[Activity] Report each line of the entries below that has the word "would" in it.

[Material for this task]
PR #333, opened 2025-02-04
Tidy the `AnonymousMethodNode` API

Cirras:
This PR fixes a bug in the `getStatementBlock` implementation, and adds a `getDeclarationSection` method.


fourls (approved):
Looks good. On a grammar level it is theoretically possible for `getStatementBlock()` to be nullable, but it's not valid Delphi so it doesn't bother me.

PR #334, opened 2025-02-04
Deprioritize `sonar.sources` in the analysis search path

Cirras:
The previous approach (where `sonar.sources` took first priority in the analysis search path) caused some surprising/undesirable behavior in projects where there are multiple units with the same name.

It becomes very hard in that scenario for a user to configure the scan in a way where the correct unit will win during import resolution, even if the search path was correct in the dproj file.


fourls (approved):
Looks good!

PR #335, opened 2025-02-10
Fix parsing ambiguity around adjacent `>` and `=` tokens

### LINKED ISSUE #318: parsing error on method parameter declaration "cAdditionalSQL: IDictionary<string, string>=nil"
### Prerequisites

### SonarDelphi version

1.11.0

### SonarQube version

10.7

### Issue description

We had this error during parsing:

> ERROR Error while analyzing D:\test\ant\test.pas au.com.integradev.delphi.file.DelphiFile$DelphiFileConstructionException: Failed to construct DelphiFile (line 7:21 no viable alternative at input '(')

adding spaces before the = sign  in the parameter declaration will solve the problem

### Steps to reproduce

try analyze the following code.
add spaces before and after the = sign (in the class Public methods declaration) to remove the error

### Case 1

```
unit test;
Interface
Type
  TAnagrafica = Class(TObject)
   Public
    procedure GetSlaveItemsBad(cAdditionalSQL: IDictionary<string, string>=nil); // bad declaration --> generate parsing error
    procedure GetSlaveItemsGood(cAdditionalSQL: IDictionary<string, string> = nil); // good declaration --> no error  
  End;
Implementation
End.
```

### another code example
In this case a 'missing FORWARD' message error is produced

```
unit testassignment;
interface
type
 myclass = Class(Tobject)
   Public
	Procedure myMethod;
 End;
 
Implementation


 Procedure myClass.myMethod;
 Var
    B : Boolean;
 const
  aEntityTableNames: tArray<string>=[EntityField_TableName,
                                    EntityAction_TableName,
                                    Linguaggio_TableName,
                                    Postazione_TableName,
                                    Config_EntityName,
                                    Utente_EntityName,
                                    Gruppo_TableName];	

Begin
End;
  
 end.
```

Cirras:
This PR fixes a grammar ambiguity around adjacent `>` and `=` tokens. (Fixes #318)

We now create `>=` tokens during parsing by combining the `>`/`=` tokens, instead of combining them at the lexing stage.
(For consistently, we're doing this for "less than equal" tokens as well)

This allows us to only create `>=` tokens when we're parsing a binary expression.

As a result, we can now successfully parse code that looks like this:
```pas
const Foo: TArray<Byte>=[1, 2, 3];
```
Previously this would create a `>=` token in the middle and make everything fall over.

### DIFF
--- a/delphi-frontend/src/main/antlr3/au/com/integradev/delphi/antlr/Delphi.g
+++ b/delphi-frontend/src/main/antlr3/au/com/integradev/delphi/antlr/Delphi.g
@@ -71,6 +71,8 @@ tokens {
   TkArgument;
   TkAnonymousMethod;
   TkAnonymousMethodHeading;
+  TkLessThanEqual;
+  TkGreaterThanEqual;
 }
 
 @header
@@ -328,11 +330,17 @@ import org.apache.commons.lang3.StringUtils;
     return t;
   }
 
-  private Token combineLastNTokens(int count) {
+  private Token combineLastNTokens(int type, int count) {
     CommonToken firstToken = (CommonToken) input.LT(-count);
     CommonToken lastToken = (CommonToken) input.LT(-1);
+    lastToken.setType(type);
     lastToken.setStartIndex(firstToken.getStartIndex());
     return lastToken;
+  }
+
+  private BinaryExpressionNodeImpl createBinaryExpression(Object operator) {
+    Token token = adaptor.getToken(operator);
+    return new BinaryExpressionNodeImpl(token);
   }
 
   @Override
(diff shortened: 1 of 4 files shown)


delphi-frontend/src/main/antlr3/au/com/integradev/delphi/antlr/Delphi.g
```diff
@@ -328,13 +330,19 @@ import org.apache.commons.lang3.StringUtils;
...
     CommonToken lastToken = (CommonToken) input.LT(-1);
+    lastToken.setType(type);
     lastToken.setStartIndex(firstToken.getStartIndex());
     return lastToken;
   }
 
+  private BinaryExpressionNodeImpl createBinaryExpression(Object operator) {
+    Token token = adaptor.getToken(operator);
+    return new BinaryExpressionNodeImpl(token);
+  }
```
fourls, line 344: To make this a little more general-purpose, could we make this generic? Maybe something like `transformNode<T>`?

delphi-frontend/src/main/antlr3/au/com/integradev/delphi/antlr/Delphi.g
```diff
@@ -1447,7 +1457,7 @@ Alpha                   : 'a'..'z'
                         // surrogate pairs
                         | ('\uD800'..'\uDBFF') ('\uDC00'..'\uDFFF')
                         ;
-fragment
+  fragment
```
fourls, line 1460: What's the reason for this indent?

fourls (changes requested):
Looks good! A couple questions.

delphi-frontend/src/main/antlr3/au/com/integradev/delphi/antlr/Delphi.g
Cirras: Oops, apparently didn't push the fix for this (or the comments for the weird new parser rules)

Cirras: That's fixed now.

delphi-frontend/src/main/antlr3/au/com/integradev/delphi/antlr/Delphi.g
Cirras: No, not really.

You'd have to pass a `Class<T>` into the function and construct the object via reflection, which I imagine would be a quite a bit slower than what we're currently doing.

We probably don't need a general-purpose version anyway, as I'd rather eat a bowl of glass (without any milk) than pepper the grammar with something like `transformNode`. It's a heinous band-aid.

fourls: Ugh, Java generics.

fourls (approved):
Looks good!

PR #336, opened 2025-02-14
Use standard functional interfaces over Guava

Cirras:
This PR replaces 2 usages of the Guava `Supplier` type with the standard `java.util.function.Supplier`.


jgardn3r (approved):
Deceptively simple.

PR #337, opened 2025-02-14
Improve coverage in `RedundantJumpCheck`

Cirras:
This PR simplifies some code and adds some tests to improve coverage in the new `RedundantJumpCheck`.

### DIFF
--- a/delphi-checks/src/main/java/au/com/integradev/delphi/checks/RedundantJumpCheck.java
+++ b/delphi-checks/src/main/java/au/com/integradev/delphi/checks/RedundantJumpCheck.java
@@ -23,12 +23,10 @@ import au.com.integradev.delphi.cfg.ControlFlowGraphFactory;
 import au.com.integradev.delphi.cfg.api.Block;
 import au.com.integradev.delphi.cfg.api.ControlFlowGraph;
 import au.com.integradev.delphi.cfg.api.Finally;
-import au.com.integradev.delphi.cfg.api.Linear;
 import au.com.integradev.delphi.cfg.api.UnconditionalJump;
 import org.sonar.check.Rule;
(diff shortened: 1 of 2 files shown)


delphi-checks/src/main/java/au/com/integradev/delphi/checks/RedundantJumpCheck.java
```diff
@@ -69,19 +63,20 @@ private void checkBlock(Block block, DelphiCheckContext context) {
...
+      return;
+    }
+
     if (!isContinueOrExit(routineNameDeclaration)
         || isExitWithExpression(routineNameDeclaration, terminator)) {
       return;
     }
 
     Block successor = jump.getSuccessor();
-    successorWithoutJump = nonEmptySuccessor(successorWithoutJump);
```
fourls, line 82: I'm a little nervous about this assumption that `UnconditionalJump` can never be followed by a `Linear` block. `UnconditionalJump` occurs many times in a CFG, most notably for every loop statement. Are we certain that this case can never come up?

fourls (commented):
Looks good, although I have a question about the `RedundantJumpCheck` change.

delphi-checks/src/main/java/au/com/integradev/delphi/checks/RedundantJumpCheck.java
Cirras: @jgardn3r and I looked over the CFG and concluded that the `nonEmptySuccessor` we're looking for here is basically mythical. See `ControlFlowGraphImpl::prune`, where empty linear blocks are stripped from the graph.

fourls: Sure, if it's cosigned by Josh 🫡

fourls (approved):

PR #339, opened 2025-02-26
Fix IndexLastListElement issues on assignments and var/out

fourls:
This PR updates IndexLastListElement to ignore the left-hand side of expression statements. This is a current false-positive, since `TList.Last` is a function and is not eligible to be assigned to.


fourls:
Oops! Forgot the changelog.

PR #341, opened 2025-03-04
Fix file pointer errors around `>=` and `<=` tokens

Cirras:
This PR fixes instances of  `IllegalArgumentException` being raised by the CPD executor on lines that end with `>=` or `<=`,, caused by file pointer errors.

`>=` and `<=` token positions were incorrect after token combination had occurred.
The solution is to adjust the token `line` and `charPositionInLine` as part of the combination step, where we previously only adjusted the token start/stop indices.


fourls (approved):
Looks good!

PR #348, opened 2025-03-17
Exclude types annotated with attributes in `UnusedType`

Cirras:
This PR adds an exclusion to `UnusedType` for types that are annotated with custom attributes.

It's unclear why this wasn't already the case, as the same exclusion is already present in `UnusedRoutine`, `UnusedProperty`, and `UnusedField`.


fourls (approved):
Looks good! This will definitely improve the experience for RTTI-heavy projects.

PR #351, opened 2025-03-27
Define the `WEAK_NATIVEINT` conditional on Delphi 12+

Cirras:
This PR adds support for the undocumented `WEAK_NATIVEINT` predefined conditional symbol.
It's defined from Delphi 12 onward.

This was discovered due to a strange false positive on Delphi 12:
image

It turns out that the Delphi 12 RTL still declares `TNativeIntHelper` and gates it behind this `WEAK_NATIVEINT` symbol.
Without the symbol defined, the analyzer would see the `TNativeIntHelper` record helper defined and overriding `TIntegerHelper` since (as weak aliases) they are the same type now.

This caused the analyzer to think that `TNativeIntHelper.Parse` was being called, which (of course) returns a `NativeInt` and confuses the `PlatformDependentTruncation` check.

### DIFF
--- a/CHANGELOG.md
+++ b/CHANGELOG.md
@@ -7,6 +7,10 @@ and this project adheres to [Semantic Versioning](https://semver.org/spec/v2.0.0
 
 ## [Unreleased]
 
+### Added
+
+- Support for the `WEAK_NATIVEINT` symbol, which is defined from Delphi 12 onward.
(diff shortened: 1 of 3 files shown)


fourls (approved):
Looks good!

fourls (approved):

PR #201, opened 2018-12-09
Fix updater for ssuboard v1.2

littlenaut:


littlenaut:
[Set up updater for ssuboard](https://trello.com/c/xhQRPEnS/759-set-up-updater-for-ssuboard)

lib/update/updater.js
```diff
@@ -28,8 +33,16 @@ Updater.factory = function factory (config) {
...
+  const netInterfaces = os.networkInterfaces()
+  const firstWlanName = Object.keys(netInterfaces).filter(name => name.startsWith('wlan')).sort()[0]
+  const firstEthName = Object.keys(netInterfaces).filter(name => name.startsWith('eth')).sort()[0]
+  const mainInterfaceName = firstWlanName ? firstWlanName : firstEthName
+
+  if (mainInterfaceName) {
+    const macAddr = netInterfaces[mainInterfaceName][0].mac
+    return macAddr.replace(/:/g, '-')
+  }
+  else return null
```
joshmh: Consider just filtering ``netInterfaces`` for all ``mac`` that's not ``00:00:00:00:00:00``, sorting, and choosing the first one.

littlenaut: Thought a little bit about your suggestion. Sounds better than the current one. I also thought that we don't need to sort the result, but we do since there might not be any guarantees that the order in which they're reported is maintained across reboots.
Going for it!

lib/update/updater.js
```diff
@@ -19,7 +20,11 @@ var Updater = function (config) {
   this.extractor = require('./extractor').factory(this.config.extractor)
   this.downloading = false
   this.ack = null
+
   this.deviceId = this._fetchDeviceId()
+  if (this.deviceId == null) {
+    console.log('[WARN]: Device ID could not be retrived.')
```
joshmh: Fix spelling (retrived).

lib/update/updater.js
```diff
@@ -28,8 +33,30 @@ Updater.factory = function factory (config) {
...
+          macAddrs.push({ name: [key], mac: item.mac })
+      }
+    })
+  }
+
+  macAddrs.sort((lhs, rhs) => {
+      if (lhs.mac < rhs.mac) return -1
+      else if (lhs.mac > rhs.mac) return 1
+      else return 0
+  })
```
joshmh: Combine filter and sort from lodash/fp to handle this.

lib/update/updater.js
```diff
@@ -19,7 +20,11 @@ var Updater = function (config) {
   this.extractor = require('./extractor').factory(this.config.extractor)
   this.downloading = false
   this.ack = null
+
   this.deviceId = this._fetchDeviceId()
+  if (this.deviceId == null) {
```
joshmh: ``if (!this.deviceId)`` is probably safer, or consider throw and catching an exception.

lib/update/updater.js
```diff
@@ -35,24 +35,16 @@ Updater.factory = function factory (config) {
...
-
-  if (macAddrs.length > 0) {
-    const name = macAddrs[0].name
-    const mac = macAddrs[0].mac.replace(/:/g, '-')
+  const mainInterface =
+    _(netInterfaces)
+    .pickBy((item) => item[0].mac !== '00:00:00:00:00:00')
+    .toPairs()
+    .sortBy((item) => item[1].mac)
+    .first()
```
joshmh: After ``toPairs``, we get an array of pairs. The second half of each pair is an array, possibly with only one value. So I don't think the sort will work here.

Here's what I came up with, although it loses the interface name, which we don't really need:

```
_(os.networkInterfaces())
  .values()
  .flatten()
  .reject(_.isMatch({mac: '00:00:00:00:00:00'}))
  .sortBy('mac')
  .map('mac')
  .first()
```

PR #210, opened 2018-12-18
Send cashbox remove and cashbox insert events to lamassu-server

dabulashvili:


dabulashvili:
[Log event for validator cash box removal and reinserts](https://trello.com/c/Uplwgvlk/665-log-event-for-validator-cash-box-removal-and-reinserts)

PR #212, opened 2018-12-21
Remove word wrap from Verify ID photo screen

RafaelTaranto:


RafaelTaranto:
[Change word-wrap on scan_photo screen](https://trello.com/c/8mEdbfqg/789-change-word-wrap-on-scanphoto-screen)

PR #213, opened 2018-12-26
Increase thresholds to detect ID face

naconner:


naconner:
[Increase threshold for facial detection](https://trello.com/c/CUcXbngX/793-increase-threshold-for-facial-detection)

PR #217, opened 2018-12-30
Rename and improve l-m reset script

littlenaut:
- Renamed from os-cleanup.sh to reset.sh because we're only reseting
  state related with lamassu-machine.
- Bash's history cleanup only works as expected when executed from the
  last login shell.


littlenaut:
[Create ssuboard image from Soneco's base image](https://trello.com/c/njHJgIXt/796-create-ssuboard-image-from-sonecos-base-image)

PR #222, opened 2019-01-09
Remove retry command from dispense on puloon

RafaelTaranto:


RafaelTaranto:
[Remove retry command from puloon code](https://trello.com/c/W7sfRJ2E/804-remove-retry-command-from-puloon-code)

joshmh:
I'm thinking maybe we should just completely remove retry. With retry in here, we could send a new command while we're still retrying the old command which will confuse the Puloon even more. @RafaelTaranto what do you think?

RafaelTaranto:
That was my first idea but after going through the cards of the original
commit looked like the retry did fix something.

But it does feel like we should favor a more stable puloon code, yeah.

joshmh:
Ok, I'll merge for now and we can revisit later.

PR #231, opened 2019-01-19
Camera mock should not load if unneeded

RafaelTaranto:


RafaelTaranto:
[l-m camera-wrapper requires dev dependency](https://trello.com/c/ctOidZVB/831-l-m-camera-wrapper-requires-dev-dependency)

PR #238, opened 2019-01-30
 Add AUD & PHP, correct recent currency lengths for F56

naconner:


naconner:
[Additional F56 currencies](https://trello.com/c/1xCi1lfF/850-additional-f56-currencies)

PR #242, opened 2019-02-06
set updater.js keepAlive

naconner:
Allows deployment of `bb-debs` package following push of `codebase-7.2.1`'s update.tar and `updater.js` restart.

Via @littlenaut.


naconner:
[Allow debs package to deploy remotely](https://trello.com/c/d5hCI3bx/859-allow-debs-package-to-deploy-remotely)

PR #243, opened 2019-02-08
New register phone screen

RafaelTaranto:


RafaelTaranto:
[New machine-ui 'Phone Number' screen](https://trello.com/c/Uopd0rKz/848-new-machine-ui-phone-number-screen)

PR #251, opened 2019-02-28
Use commission rate from machine istead of server

RafaelTaranto:


RafaelTaranto:
[Log ticker rate at time of transaction](https://trello.com/c/6IpkHUXu/733-log-ticker-rate-at-time-of-transaction)

PR #359, opened 2024-07-23
[TM-1139, 1140] add verify invites to monitoring partners

LimberHope:
[Task Link](https://gfw.atlassian.net/browse/TM-1139)
[Task Link](https://gfw.atlassian.net/browse/TM-1140)

### DIFF
--- a/app/Http/Controllers/AuthController.php
+++ b/app/Http/Controllers/AuthController.php
@@ -42,7 +42,7 @@ class AuthController extends Controller
         }
         $invites = ProjectInvite::where('email_address', $me->email_address)->get();
         foreach ($invites as $invite) {
-            $me->projects()->sync([$invite->project_id => ['is_monitoring' => true]]);
+            $me->projects()->sync([$invite->project_id => ['is_monitoring' => true]], false);
             if ($me->organisation_id == null) {
                 $me->organisation_id = $invite->project->organisation_id;
                 $me->saveOrFail();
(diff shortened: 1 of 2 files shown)


app/Http/Controllers/AuthController.php
```diff
@@ -40,6 +40,18 @@ public function loginAction(LoginRequest $request): JsonResponse
         if (is_null($me->password)) {
             throw new FailedLoginException();
         }
+        $invites = ProjectInvite::where('email_address', $me->email_address)->get();
+        foreach ($invites as $invite) {
+            $me->projects()->sync([$invite->project_id => ['is_monitoring' => true]]);
```
roguenet, line 45: I believe you should be passing `false` in here as a second parameter to prevent this call from removing the other associated projects (including those added in previous iterations of this loop).

app/Http/Controllers/AuthController.php
```diff
@@ -40,6 +40,18 @@ public function loginAction(LoginRequest $request): JsonResponse
...
+            if ($me->organisation_id == null) {
+                $me->organisation_id = $invite->project->organisation_id;
```
roguenet, line 47: Should this really be setting the the org to the last one from the list of invites? This code feels like something that isn't supposed to be in a loop; are we expecting there to be multiple invites for a user? If not, perhaps this should throw an error if there are multiple instead of what it's doing here.

LimberHope: A similar situation occurred once there was more than one invitation for a user and that is why this logic was implemented, in fact it is similar to the "verifyUnauthorizedAction" function found in "AuthController.php" but this time it is being used at login.

roguenet (approved):

PR #366, opened 2024-07-24
[TM-1106] Improved long term scheduling system.

roguenet:
https://gfw.atlassian.net/browse/TM-1106


config/cache.php
```diff
@@ -15,7 +15,7 @@
     |
     */
 
-    'default' => env('CACHE_DRIVER', 'file'),
+    'default' => env('CACHE_DRIVER', 'redis'),
```
roguenet, line 18: Switching to the redis cache is necessary for using the `->onOneServer()` functionality in Kernel.php. One of the big problems with scheduling before was that we'd often times end up with quadruplicate generated reports, and that's because the task was running on all four of our production nodes (two web, two worker). This should prevent that happening any longer, although it'll need testing on staging. We were also getting quadruplicate reports generated, which doesn't have a ton of consequences, but does soak up a bunch of extra resources for no good reason.

app/Models/V2/ScheduledJobs/TaskDueJob.php
```diff
@@ -0,0 +1,130 @@
...
+                'due_at' => $dueAt,
+            ],
+        ]);
+    }
+
+    public function scopeFramework(Builder $query, string $frameworkKey): Builder
+    {
+        return $query->whereJsonContains('task_definition->framework_key', $frameworkKey)
+            ->orderBy('execution_time');
+    }
```
roguenet, line 39: This scope makes it easy to determine the next time a given framework is set to either generate reports, or when those reports will be due (in conjunction with the `getDueAtAttribute` below):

[Result of the task]
Previously this would create a `>=` token in the middle and make everything fall over.
You'd have to pass a `Class<T>` into the function and construct the object via reflection, which I imagine would be a quite a bit slower than what we're currently doing.
Without the symbol defined, the analyzer would see the `TNativeIntHelper` record helper defined and overriding `TIntegerHelper` since (as weak aliases) they are the same type now.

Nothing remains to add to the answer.